1.1 饮食治疗原则  ①保持理想的体质量。② 限制食物嘌呤摄取量:建议每日嘌呤摄取量为100~150mg。由于摄食过多蛋白质也可使内生性尿酸增加,故亦应适当限制。③鼓励选食碱性食品。④保障尿量充沛:如患者心肺功能正常,应维持尿量2000 mL/d左右。饮料当以普通开水、茶水、矿泉水、汽水和果汁等为宜。但浓茶、咖啡、可可等饮料有兴奋植物神经系统作用,可能引起痛风发作,故应避免,为了防止夜间尿浓缩,能在睡前或夜半适当饮水,更为适宜。

1.2 饮食治疗方法  ①限制总热量:通常不超过每日105-126 kJ/kg。②三大营养的分配:碳水化合物占总热量的65%-70%。蛋白质占总热量的l1%~15%,通常每日为0.57-1.0 kg。主要选用牛奶、奶酪、脱脂奶粉和蛋类的蛋白部分。但酸奶因含乳酸较多,对痛风患者不利,故不宜饮用;脂肪占总热量的其余部分,则以脂类补充,通常为40-50 g/d。

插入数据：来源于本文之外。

PR #333, opened 2021-12-14
Disable fyToken flash loans by default

alcueca:
*Summary*
Disable flash loans by default on fyToken, following the Join pattern.

*Details*
We can be subject to DoS attacks when releasing new series, particularly if doing so at the same time that we roll a strategy onto them.

If we deploy a pool and we don't roll a strategy onto it in the same transaction, a malicious actor can skew the ratio in the pool using the free fyToken flash loans, just to make our slippage protection kick in and revert the governance action. While no funds would be lost, service continuity would be affected.

This PR sets the fyToken flash loans to be disabled by default, along with allowing to charge a fee in case that would be necessary to protect from unforeseen attacks.

### DIFF
--- a/contracts/FYToken.sol
+++ b/contracts/FYToken.sol
@@ -23,6 +23,7 @@ contract FYToken is IFYToken, IERC3156FlashLender, AccessControl(), ERC20Permit,
     using CastU256U32 for uint256;
 
     event Point(bytes32 indexed param, address value);
+    event FlashFeeFactorSet(uint256 indexed fee);
     event SeriesMatured(uint256 chiAtMaturity);
     event Redeemed(address indexed from, address indexed to, uint256 amount, uint256 redeemed);
 
@@ -30,6 +31,8 @@ contract FYToken is IFYToken, IERC3156FlashLender, AccessControl(), ERC20Permit,
 
     uint256 constant internal MAX_TIME_TO_MATURITY = 126144000; // seconds in four years
     bytes32 constant internal FLASH_LOAN_RETURN = keccak256("ERC3156FlashBorrower.onFlashLoan");
+    uint256 constant FLASH_LOANS_DISABLED = type(uint256).max;
+    uint256 public flashFeeFactor = FLASH_LOANS_DISABLED;       // Fee on flash loans, as a percentage in fixed point with 18 decimals. Flash loans disabled by default.
 
     IOracle public oracle;                                      // Oracle for the savings rate.
     IJoin public join;                                          // Source of redemption funds.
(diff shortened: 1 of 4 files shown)


contracts/FYToken.sol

1.3 饮食治疗的注意事项  ①严格戒酒。②限制嘌呤个体化。③ 注意食品烹调方法:合理的烹调方法,可以减少食品中含有的嘌呤量,如将肉食先煮,弃汤后再行烹调。此外,辣椒、咖喱、胡椒、花椒、芥末、生姜等食品、调料,均能兴奋植物神经,诱使痛风急性发作,亦应尽量避免应用。④节制饮食,防止过胖。⑤避免进高嘌呤饮食:如动物内脏(脑、肝、肾、心等)、浓肉汤、浓鸡汤、浓鱼汤、沙丁鱼、鲳鱼、黄缮、鲇鱼、鱼卵、豆类及发酵食物等,应限制进食。干豆、菠菜等含少量嘌呤食物,可在煮后去汤食用。⑥宜多取食奶类、蛋类等。⑦增加碱性食物摄入量:如新鲜蔬菜、水果、矿泉水、苏打饼干、加碱馒头、加碱玉米粥等。⑧多饮水:每日3000 mL以上。不宜食用辛辣煎炸熏烤及香燥食物;尽量少食高脂肪及易于化湿生热之品。

1.4 痛风患者的食品分类  不含嘌呤或嘌呤含量很少的食品:①五谷类:大麦、小麦、大米、小米、荞麦、高粱、玉米、精白粉、富强粉、通心粉、面条、面包、馒头、苏打饼干、黄油小点心。②蔬菜类:白菜、卷心菜、胡萝卜、芹菜、黄瓜、茄子、甘蓝、白菜、莴苣、刀豆、南瓜、倭瓜、西葫芦、番茄、萝卜、山芋、土豆、泡菜、成菜。③水果类:各种新鲜水果、干果。④ 蛋、乳类:鸡蛋、鸭蛋、皮蛋、鲜奶、炼乳、乳酪、酸奶、麦乳精、冰激凌。⑤饮料类:汽水、巧克力、可可、咖啡、麦乳精、果汁、茶、蜂蜜。⑥其他:各类油脂、花生酱、洋菜冻、果酱。嘌呤含量较少的食品(每100 g含嘌呤<75 mg):①鱼蟹类:青鱼、鲱鱼、鲑鱼、鲫鱼、金枪鱼、白鱼、龙虾、蟹、牡蛎。②肉食类:羊肉、火腿、鸡、熏肉、牛肉汤。③麦麸、麦片、粗粮。④蔬菜类:黑豆、绿豆、红豆、花豆、豌豆、菜豆、豆干、豆腐、莴笋、菜花、菠菜。嘌呤含量较高(每100 g含嘌呤75~100 mg)的食品:①鱼类:鲤鱼、大比目鱼、鲈鱼、梭鱼、贝壳类、鳗鱼及鳝鱼。②肉食类:熏火腿、猪肉、牛肉、牛舌、小牛肉、兔肉、鹿肉、肉汤,动物肝、肾、肠。③禽类:鸡汤、鸭、鹅、鸽子、鹌鹑、山鸡、火鸡。嘌呤含量很高(每100 g含嘌呤150-1000 mg)的食品:胰脏、凤尾鱼、沙丁鱼、牛肝、牛肾、脑、浓肉汁。

2 药物治疗

2.1 痛风炎症干扰药

2.1.1 秋水仙碱  此药对痛风有选择性消炎作用,可干扰尿酸盐微晶体炎症反应。是痛风治疗尤其重症急性发作的首选药物,能使90% 以上患者的疼痛和炎症在12 h内开始消退,24~48 h内消失。但局部肿胀可持续数日或更久。此药不能降低血尿酸,亦不增加尿酸排泄。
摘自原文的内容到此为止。